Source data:
PR #27367, opened 2024-10-25
Add autocomplete to GitlabRepoUrlPicker

swnia:

This is the code from #25842 with little adjustments. As the other one seemed stale, I opened a new PR.

### DIFF
--- a/plugins/scaffolder-backend-module-bitbucket-cloud/src/autocomplete/autocomplete.ts
+++ b/plugins/scaffolder-backend-module-bitbucket-cloud/src/autocomplete/autocomplete.ts
@@ -25,7 +25,7 @@ export async function handleAutocompleteRequest({
   resource: string;
   token: string;
   context: Record<string, string>;
-}): Promise<{ results: { title: string; id?: string }[] }> {
+}): Promise<{ results: { title?: string; id: string }[] }> {
   const client = BitbucketCloudClient.fromConfig({
     host: 'bitbucket.org',
     apiBaseUrl: 'https://api.bitbucket.org/2.0',
@@ -92,12 +92,15 @@ export async function handleAutocompleteRequest({
           'Missing workspace and/or repository context parameter',
         );
 
-      const results: { title: string }[] = [];
+      const results: { title: string; id: string }[] = [];
 
       for await (const page of client
         .listBranchesByRepository(context.repository, context.workspace)
         .iteratePages()) {
-        const names = [...page.values!].map(p => ({ title: p.name! }));
+        const names = [...page.values!].map(p => ({
+          title: p.name!,
+          id: p.name!,
+        }));
         results.push(...names);
       }
 
--- a/plugins/scaffolder-backend-module-bitbucket-cloud/src/autocomplete/autocomplete.ts
+++ b/plugins/scaffolder-backend-module-bitbucket-cloud/src/autocomplete/autocomplete.ts
@@ -34,12 +34,11 @@ export async function handleAutocompleteRequest({
 
   switch (resource) {
     case 'workspaces': {
-      const results: { title: string; id: string }[] = [];
+      const results: { title?: string; id: string }[] = [];
 
       for await (const page of client.listWorkspaces().iteratePages()) {
         const slugs = [...page.values!].map(p => ({
-          title: p.slug!,
-          id: p.uuid!,
+          id: p.slug!,
         }));
         results.push(...slugs);
       }
@@ -50,14 +49,13 @@ export async function handleAutocompleteRequest({
       if (!context.workspace)
         throw new InputError('Missing workspace context parameter');
 
-      const results: { title: string; id: string }[] = [];
+      const results: { title?: string; id: string }[] = [];
 
       for await (const page of client
         .listProjectsByWorkspace(context.workspace)
         .iteratePages()) {
         const keys = [...page.values!].map(p => ({
-          title: p.key!,
-          id: p.uuid!,
+          id: p.key!,
         }));
         results.push(...keys);
       }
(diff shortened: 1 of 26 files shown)


plugins/scaffolder-node/report-alpha.api.md
```diff
@@ -23,6 +23,7 @@ export type AutocompleteHandler = ({
 }) => Promise<{
   results: {
     title: string;
+    id?: string;
```
benjdlambert, line 26: I think that we should make this `id` required, and name be optional.

Name would be the human readable version that's rendered in the UI if it's available, otherwise it falls back to the `id` instead.

it's technically a breaking change, but because this stuff is on alpha, it's fine for us to release this as a `minor` change.

I see that you've already updated the bitbucket one too so that's great, but I think it makes sense to make that change now.

benjdlambert (changes requested):
Hey :wave: thanks for picking this up, cc @fedy97 too that this is in flight. 

Just a quick high level comment that I think we want to tackle now :pray:

plugins/scaffolder-node/report-alpha.api.md
swnia: I think we would need to define what the ID holds then. E.g. for [this structure](https://github.com/backstage/backstage/pull/27367/files#diff-a3a6fd3b5458cb6adb4e14446e4fbae8be3226c7dc7dadbd64e66abd957eef99R100) there is no `uuid`. Also, the gitlab `publish:mr` [action](https://github.com/backstage/backstage/blob/a096e9ff2d553c7ead7df62794b33babff1d3f37/plugins/scaffolder-backend-module-gitlab/src/actions/gitlabMergeRequest.ts) requires `group` and `title` and not the projects id.

Therefore, I do not know what the whole impact of that change would be.

swnia: Hey @benjdlambert, do you really want to make this change now? Should the dependant modules be updated right away? How would you want to go about this?

nia-potato:
hi @benjdlambert can we merge this as a minor change anytime soon? Our organization would also benefit greatly from this feature.

plugins/scaffolder-node/report-alpha.api.md
benjdlambert: Hey @swnia, sorry for the delay in getting back, had a week off last week and feeling pretty sick the beginning of this week.

I think that we should make this change. I think that it was a bit of an oversight at the beginning not to have `id` and `title?` in the first place, and the title is what is rendered in the dropdown but the ID is what is used to call the value unless it's special.

I think it's OK to extend if needed, but that should be on a per autocomplete basis, and perhaps cast in the usage of the `.autocomplete()` call in the field extensions themselves.

`scaffolderClient.autocomplete<GitlabProjects>()` or something?

swnia: The RepoUrlPicker does not seem to be using the `.autocomplete()` call... I'll see what changes are necessary to make it work for Gitlab.

benjdlambert: It's used in the `GitlabRepoUrlPicker` though right? It would be there that we could cast if necessary.

swnia: Yes, my search over the code was too narrow which 🤦 So, yes, it's [here](https://github.com/backstage/backstage/pull/27367/files#diff-8c91e7f5b7e1bfd5878797e0bc07aab845b75c00a0df03caee9b0f2b68b69548R86)

swnia:
@benjdlambert I think I updated all references to the data structure to include the id. Ideally, the `availableRepos` ([here](https://github.com/backstage/backstage/pull/27367/files#diff-08f7af11daad3526af6ada407063fe070af2f83404f72996390d4d5c4db29c02L23)) would include the ID, too. Then, it could be used in templates directly. What is your take on it?

swnia:
I'm not sure why the checks fail. When I run `yarn build:api-reports plugins/scaffolder*`, git detects no changes in the files.

plugins/scaffolder-backend-module-bitbucket-cloud/src/autocomplete/autocomplete.ts
```diff
@@ -34,10 +34,13 @@ export async function handleAutocompleteRequest({
...
   switch (resource) {
     case 'workspaces': {
-      const results: { title: string }[] = [];
+      const results: { title: string; id: string }[] = [];
 
       for await (const page of client.listWorkspaces().iteratePages()) {
-        const slugs = [...page.values!].map(p => ({ title: p.slug! }));
+        const slugs = [...page.values!].map(p => ({
+          title: p.slug!,
+          id: p.uuid!,
```
benjdlambert, line 42: So I think that we don't want to introduce an ID if we don't need it.

The ID should be the same as the title today, it's just that the title might be something other than the ID if there's a better representation of it.

Don't want to make any braking changes if we can avoid it. The ID would be used in the frontend as the `onChange` value, but the `title` would be whats rendered in dropdowns.

Does this make sense?

benjdlambert (changes requested):

plugins/scaffolder-backend-module-bitbucket-cloud/src/autocomplete/autocomplete.ts
swnia: I think it does.

Hopefully, I interpreted that correctly.

benjdlambert:
@benjidotsh can you try out the bitbucket changes here to make sure things look good for you too?

swnia:
@benjdlambert are there any tests specifically that should be performed? Is something else missing for this PR to be merged?

benjidotsh:
@swnia since you're also touching Bitbucket's implementation, I think @benjdlambert just wants to verify whether that still works.

I tried testing it out, but I'm struggling getting the code to work in my instance at all, probably due to a version mismatch.

benjidotsh:
Ok, I finally got it to work after merging the latest changes into this branch.

Looks good! ✅

nia-potato:
@benjdlambert  can we merge this now that all checks are done?

benjdlambert (approved):
OK, let's go with this for now, might wanna revisit some of this autocomplete API, but we can get to that before the next mainline.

Work to be completed: From the data above, return every line from the line that has "-25,7 +25,7 @@" up to and including the line that has "string; id?: string", exactly.

Exercise answer:
@@ -25,7 +25,7 @@ export async function handleAutocompleteRequest({
   resource: string;
   token: string;
   context: Record<string, string>;
-}): Promise<{ results: { title: string; id?: string }[] }> {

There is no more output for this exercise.